Khmer Chicken Spring Roll

Khmer Chicken is a dish made of a whole chicken stuffed with a mixture of ground rice, bean sprouts, green onions, and Chinese chili. This dish is prepared in many ways in Cambodia, but we prefer the way of using Khmer Chicken as a spring roll.

I got a few requests for this recipe, and since it’s quite popular, I thought I’d post it.  This is one of my favorite spring rolls because they’re relatively easy to make, they’re  light   (as far as spring rolls goes), and they have a nice crunchy texture. This is probably the easiest version you can make, though there are other versions you can make with different vegetables.

Every March, a wave of new restaurants opens in Cambodia. Some of them are indie establishments inspired by the global foodie craze, others are mom and pop operations with a few tables, and some are fast food joints that serve cheap fast food. What they all have in common, however, are spring rolls. Except in Phnom Penh, you can’t find a spring roll that isn’t filled with meat. While that’s not unusual in America, in the land of the Khmer Empire, it’s a little shocking.. Read more about cambodian egg rolls and let us know what you think.

Khmer Chicken Spring Roll

The Khmer chicken spring roll is simple to prepare and tasty. This dish works well with ground turkey or chicken that has been freshly ground.

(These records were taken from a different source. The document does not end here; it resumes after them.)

PR #24, opened 2022-06-21
Added `get_u` and `get_s` functions

dlcole3:
Added functions to query the solution. Functions take an input of the solver reference and the model. They return $s$ and $u$ solution values for all sparse cases. They return $u$ solution only for the condensed case with no `K` matrix. Additional functionalities to query the $s$ and $u$ variables in the condensed case will be addressed later.

### DIFF
--- a/src/DynamicNLPModels.jl
+++ b/src/DynamicNLPModels.jl
@@ -230,7 +230,7 @@ If `condense=false`, data is converted to the form
 Resulting `H` and `J` matrices are stored as `QuadraticModels.QPData` within the `LQDynamicModel` struct and 
 variable and constraint limits are stored within `NLPModels.NLPModelMeta`
 
-If `K` is defined, then `u` variables are replaced by `v` variables, and `u` can be queried by functions to be built within `DynamicNLPModels.jl`
+If `K` is defined, then `u` variables are replaced by `v` variables, and `u` can be queried by `get_u` and `get_s` within `DynamicNLPModels.jl`
 
 ---
 
@@ -245,7 +245,7 @@ If `condense=true`, data is converted to the form
 Resulting `H`, `J`, `h`, and `h0` matrices are stored within `QuadraticModels.QPData` as `H`, `A`, `c`, and `c0` attributes respectively
 
 If `K` is defined, then `u` variables are replaced by `v` variables. The bounds on `u` are transformed into algebraic constraints,
-and `u` can be queried by functions to be built within `DynamicNLPModels.jl`
+and `u` can be queried by `get_u` and `get_s` within `DynamicNLPModels.jl`
 """
 function LQDynamicModel(dnlp::LQDynamicData{T,V,M}; condense = false) where {T, V <: AbstractVector{T}, M  <: AbstractMatrix{T}, MK <: Union{Nothing, AbstractMatrix{T}}}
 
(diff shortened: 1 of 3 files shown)


test/runtests.jl
```diff
@@ -168,6 +168,13 @@ solution_ref_condense_from_data = madnlp(lq_condense_from_data, max_iter=100)
 @test solution_ref_sparse_from_data.solution[(ns * (N + 1) + 1):(ns * (N + 1) + nu*N)] ≈ solution_ref_condense_from_data.solution atol =  1e-6
 
 
+# Test get_u and get_s functions with no K matrix
+s_values = value.(all_variables(model)[1:(ns * (N + 1))])
+u_values = value.(all_variables(model)[(1 + ns * (N + 1)):(ns * (N + 1) + nu * N)])
+
+@test s_values ≈ get_s(solution_ref_sparse, lq_sparse) atol = 1e-7
```
frapac, line 176: Test should be exact there

src/DynamicNLPModels.jl
```diff
@@ -993,6 +993,74 @@ function _build_condensed_G_blocks(block_A, block_B, block_E, block_F, block_K,
...
+            v = solution[(ns * (N + 1) + start_v):(ns * (N + 1) + end_v)]
+
+            LinearAlgebra.mul!(Ks, K, s)
+            LinearAlgebra.axpy!(1, v, Ks)
+
+            u[start_v:end_v] = Ks
+        end
+
+        return u
+    end
```
sshin23, line 1034: what if it's dense?

src/DynamicNLPModels.jl
```diff
@@ -993,6 +993,74 @@ function _build_condensed_G_blocks(block_A, block_B, block_E, block_F, block_K,
...
+    ) where {T, V <: AbstractVector{T}, M1 <: AbstractMatrix{T}, M2 <: AbstractMatrix{T}, M3 <: AbstractMatrix{T}, MK <: Union{Nothing, AbstractMatrix}}
+
+    if lqdm.condense == false
+        solution = solver_status.solution
+        ns       = lqdm.dynamic_data.ns
+        N        = lqdm.dynamic_data.N
+
+        s = solution[1:(ns * (N + 1))]
+        return s
+    end
```
sshin23, line 1074: what if it's dense?

sshin23 (changes requested):

src/DynamicNLPModels.jl
```diff
@@ -993,6 +993,74 @@ function _build_condensed_G_blocks(block_A, block_B, block_E, block_F, block_K,
     return (J = G, lcon = vec(block_gl), ucon = vec(block_gu), As0 = As0)
 end
 
+function get_u(
+    solver_status, 
+    lqdm::LQDynamicModel{T, V, M1, M2, M3, MK}
+    ) where {T, V <: AbstractVector{T}, M1 <: AbstractMatrix{T}, M2 <: AbstractMatrix{T}, M3 <: AbstractMatrix{T}, MK <: AbstractMatrix{T}}
+
+    if lqdm.condense == false
```
frapac: what happens if `lqdm.condense == true`?

src/DynamicNLPModels.jl
```diff
@@ -993,6 +993,74 @@ function _build_condensed_G_blocks(block_A, block_B, block_E, block_F, block_K,
...
+        return u
+    end
+end
+
+function get_u(
+    solver_status, 
+    lqdm::LQDynamicModel{T, V, M1, M2, M3, MK}
+    ) where {T, V <: AbstractVector{T}, M1 <: AbstractMatrix{T}, M2 <: AbstractMatrix{T}, M3 <: AbstractMatrix{T}, MK <: Nothing}
+
+    if lqdm.condense == false
```
frapac: This is an anti-pattern (see PEP8 for instance). Prefer:

```julia
if !lqdm.condense
...
```

src/DynamicNLPModels.jl
```diff
@@ -993,6 +993,74 @@ function _build_condensed_G_blocks(block_A, block_B, block_E, block_F, block_K,
...
+        return solver_stats.solution
+    end
+end
+
+function get_s(
+    solver_status, 
+    lqdm::LQDynamicModel{T, V, M1, M2, M3, MK}
+    ) where {T, V <: AbstractVector{T}, M1 <: AbstractMatrix{T}, M2 <: AbstractMatrix{T}, M3 <: AbstractMatrix{T}, MK <: Union{Nothing, AbstractMatrix}}
+
+    if lqdm.condense == false
```
frapac: What happens if `lqdm.condense == true`?

frapac (commented):
LGTM. I just have minor comments. 

I am wondering if it would make sense to define two structures, depending on whether we reduce the model or not. 

Like
```julia
LQDynamicModel
CondensedLQDynamicModel
```
and remove the `condense` attribute

src/DynamicNLPModels.jl
dlcole3: If it's dense, we need the `block_K` and `block_B` matrices. I misunderstood you I think. I will add these, but will just have the computation occur a second time, rather than storing the data like we discussed on Slack.

sshin23:
@frapac agreed that it would be good to define separate data structure for dense/sparse case. In terms of the naming, I'd call them

```julia
SparseLQDynamicModel <: AbstractLQDynamicModel
DenseLQDynamicModel <: AbstractLQDynamicModel

```

frapac:
@sshin23 
I agree with the naming you just proposed:
```julia
SparseLQDynamicModel <: AbstractLQDynamicModel
DenseLQDynamicModel <: AbstractLQDynamicModel
```
Just: which one is supposed to implement the condensed model?

sshin23:
@frapac `DenseLQDynamicModel` implements the dense form (states are eliminated), and condensing (eliminating the inequality block) is done internally in MadNLP

src/DynamicNLPModels.jl
sshin23: If we're not supporting it now (which is totally fine at this stage), then it should throw an error and say it is not supported for dense problems

dlcole3:
@sshin23, do you want me to go ahead and make the change to 
```
SparseLQDynamicModel <: AbstractLQDynamicModel
DenseLQDynamicModel <: AbstractLQDynamicModel
```
now, or should I do this later? Over Slack, it sounded like you suggested doing this later, but I can address it now if desired

test/runtests.jl
dlcole3: @frapac I think this is still inexact because I am comparing the `JuMP` solution to the `LQDynamicModel` solution

dlcole3:
Also, I have been mixed up on `condensed` and `dense`. I think I will rename some of my functions to be `dense` to reflect the proper terminology

sshin23:
@dlcole3 You can work on the new data structure in a separate PR

src/DynamicNLPModels.jl
dlcole3: @sshin23 I updated the code yesterday so that it is now supported. It computes the `A`, `B`, and `K` blocks right now and returns the `s` and `u` values. When I update the data structures, I will save the block matrices within the `DenseLQDynamicModel` data type and can update `get_u` and `get_s` accordingly. Would you prefer I not recalculate these and just have it throw an error for now? I have pushed the support for the dense formulation, so the branch is updated.

test/runtests.jl
sshin23: If both formulations are sparse, it could be exact. @dlcole3 could you check if it's exact?

src/DynamicNLPModels.jl
sshin23: I think computing the whole condensed block again is not the correct approach. I suggest we throw an error if it's dense. We can implement this once we have a separate data structure for `DenseLQDynamicModel` so that we have reference to the reusable condensed block

sshin23 (changes requested):

dlcole3:
It is not exact. It is very close (<1e-10).

test/runtests.jl
dlcole3: It is not exact, but it is close (< 1e-10)

sshin23 (approved):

fresh ground turkey or chicken, 1/2 pound (225 gram)    
1 cup yellow onion, chopped    
3 garlic cloves, minced    
2 cups cabbage, shredded    
1 cup carrots, shredded    
1 teaspoon of soy sauce    
1 tblsp. soy sauce    
sugar (one spoonful)    
black pepper, 1/2 teaspoon    
25 spring roll shells in one bundle    
1 egg (just the white)    
To cook spring rolls, you’ll need 6 cups of vegetable oil.    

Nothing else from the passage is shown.